***** Data to examine

Issue #209, opened 2020-01-26
Payload size isn't correct for some transactions


vbuberen:
## :loudspeaker: Describe the bug
Some transactions show payload size as `-1`. It is totally fine, since OkHttp returns this value in case the size is unknown. However, when I wanted to handle this value in Chucker UI I decided to check what other network interceptors show and found out that [Stetho](https://facebook.github.io/stetho/) show sizes for transactions, which show `-1` in Chucker.

### :wrench: Expected behavior
Transactions show actual size instead of `-1`.

## :camera: Screenshots
<img width="920" alt="Screen Shot 2020-01-26 at 10 51 39" src="https://user-images.githubusercontent.com/13467769/73132894-f830b580-4029-11ea-96bd-c0c06151244e.png">

vbuberen:
After some basic investigation found out that Chucker solely relies on `contentLength` value in response to show the size, while Stetho does some calculations itself in case response headers have no `contentLength` value. Requests from the screenshot in my bug report are exactly such items with no mentioned value in their response.

So Chucker needs to implement the same mechanism.

MiSikora:
This could be fixed after merging #267. We would have to keep counting the bytes in `TeeSource` and report it back in the callback.

MiSikora:
I was thinking about this feature lately and see couple of things that could be done.

* If `Content-Length` is available Chucker could just use this value to determine the size of the response.
* If `Content-Length` is not available Chucker could wait for the response to be read in a `TeeSource` and be informed about bytes read once upstream is depleted. The problem occurs if the consumer does not read bytes fully like reported in #287. In this case there is no way of knowing what would be the size of the response.
* Chucker could display amount of data that was downloaded by the user and the size of the response if it is available (either form `Content-Length` or from `TeeSource` if exhausted). It would require some UI changes on most of the screens.
* Chucker could show gradual changes of downloaded data. So while bytes are being read from an upstream it would display `8 kB`, `16 kB`, `24 kB` and so on. Not really sure if there is a need for this. Also it would require UI changes mentioned in the previous point.

vbuberen:
Moving further, so we could release `3.2.0`

@MiSikora as to your ideas - agree on first 3 points, but the last one with progressive update of the request size is an overengineering, which won't bring much value to our users.

MiSikora:
Yes, I think so as well. Just wanted to propose it in case you find it valuable.

cortinico:
[...]

PR #234, opened 2020-02-09
Fix an issue with negative request/response sizes displayed.

MiSikora:
## :camera: Screenshots
*Show us what you've changed, we love images.*

Screenshot_1581268679
Screenshot_1581269196

## :page_facing_up: Context

I introduced a bug with one of the previous PRs.

## :pencil: Changes

I modified the response/request length on the UI level to display at lest `0` as a minimum value.

## :warning: Breaking

No.

## :pencil: How to test

Run the sample app. Requests and responses should display `0 B` instead of `-1 B` for some of the responses.

## :crystal_ball: Next steps

No.

### DIFF
--- a/library/src/main/java/com/chuckerteam/chucker/internal/data/entity/HttpTransaction.kt
+++ b/library/src/main/java/com/chuckerteam/chucker/internal/data/entity/HttpTransaction.kt
@@ -196,7 +196,7 @@ internal class HttpTransaction(
     }
 
     private fun formatBytes(bytes: Long): String {
-        return FormatUtils.formatByteCount(bytes, true)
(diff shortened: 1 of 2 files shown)


vbuberen:
Hi again @MiSikora.
It wasn't your bug that you see `-1` - this value is returned when `contentLength` size is unknown (API returned nothing in for this header).
You can see more info here: https://github.com/ChuckerTeam/chucker/issues/209
Till the time we introduce our own counting mechanism of size calculation, I would leave `-1`, since `0` isn't technically correct.

MiSikora:
Oh, ok. I thought I messed something up. I'll close this then. Thanks for the info.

**********

About this task: Give back all the records above exactly. Keep every word.

Task response:
Issue #209, opened 2020-01-26
Payload size isn't correct for some transactions


vbuberen:
## :loudspeaker: Describe the bug
Some transactions show payload size as `-1`. It is totally fine, since OkHttp returns this value in case the size is unknown. However, when I wanted to handle this value in Chucker UI I decided to check what other network interceptors show and found out that [Stetho](https://facebook.github.io/stetho/) show sizes for transactions, which show `-1` in Chucker.

### :wrench: Expected behavior
Transactions show actual size instead of `-1`.

## :camera: Screenshots
<img width="920" alt="Screen Shot 2020-01-26 at 10 51 39" src="https://user-images.githubusercontent.com/13467769/73132894-f830b580-4029-11ea-96bd-c0c06151244e.png">

vbuberen:
After some basic investigation found out that Chucker solely relies on `contentLength` value in response to show the size, while Stetho does some calculations itself in case response headers have no `contentLength` value. Requests from the screenshot in my bug report are exactly such items with no mentioned value in their response.

So Chucker needs to implement the same mechanism.

MiSikora:
This could be fixed after merging #267. We would have to keep counting the bytes in `TeeSource` and report it back in the callback.

MiSikora:
I was thinking about this feature lately and see couple of things that could be done.

* If `Content-Length` is available Chucker could just use this value to determine the size of the response.
* If `Content-Length` is not available Chucker could wait for the response to be read in a `TeeSource` and be informed about bytes read once upstream is depleted. The problem occurs if the consumer does not read bytes fully like reported in #287. In this case there is no way of knowing what would be the size of the response.
* Chucker could display amount of data that was downloaded by the user and the size of the response if it is available (either form `Content-Length` or from `TeeSource` if exhausted). It would require some UI changes on most of the screens.
* Chucker could show gradual changes of downloaded data. So while bytes are being read from an upstream it would display `8 kB`, `16 kB`, `24 kB` and so on. Not really sure if there is a need for this. Also it would require UI changes mentioned in the previous point.

vbuberen:
Moving further, so we could release `3.2.0`

@MiSikora as to your ideas - agree on first 3 points, but the last one with progressive update of the request size is an overengineering, which won't bring much value to our users.

MiSikora:
Yes, I think so as well. Just wanted to propose it in case you find it valuable.

cortinico:
[...]

PR #234, opened 2020-02-09
Fix an issue with negative request/response sizes displayed.

MiSikora:
## :camera: Screenshots
*Show us what you've changed, we love images.*

Screenshot_1581268679
Screenshot_1581269196

## :page_facing_up: Context

I introduced a bug with one of the previous PRs.

## :pencil: Changes

I modified the response/request length on the UI level to display at lest `0` as a minimum value.

## :warning: Breaking

No.

## :pencil: How to test

Run the sample app. Requests and responses should display `0 B` instead of `-1 B` for some of the responses.

## :crystal_ball: Next steps

No.

### DIFF
--- a/library/src/main/java/com/chuckerteam/chucker/internal/data/entity/HttpTransaction.kt
+++ b/library/src/main/java/com/chuckerteam/chucker/internal/data/entity/HttpTransaction.kt
@@ -196,7 +196,7 @@ internal class HttpTransaction(
     }
 
     private fun formatBytes(bytes: Long): String {
-        return FormatUtils.formatByteCount(bytes, true)
(diff shortened: 1 of 2 files shown)


vbuberen:
Hi again @MiSikora.
It wasn't your bug that you see `-1` - this value is returned when `contentLength` size is unknown (API returned nothing in for this header).
You can see more info here: https://github.com/ChuckerTeam/chucker/issues/209
Till the time we introduce our own counting mechanism of size calculation, I would leave `-1`, since `0` isn't technically correct.

MiSikora:
Oh, ok. I thought I messed something up. I'll close this then. Thanks for the info.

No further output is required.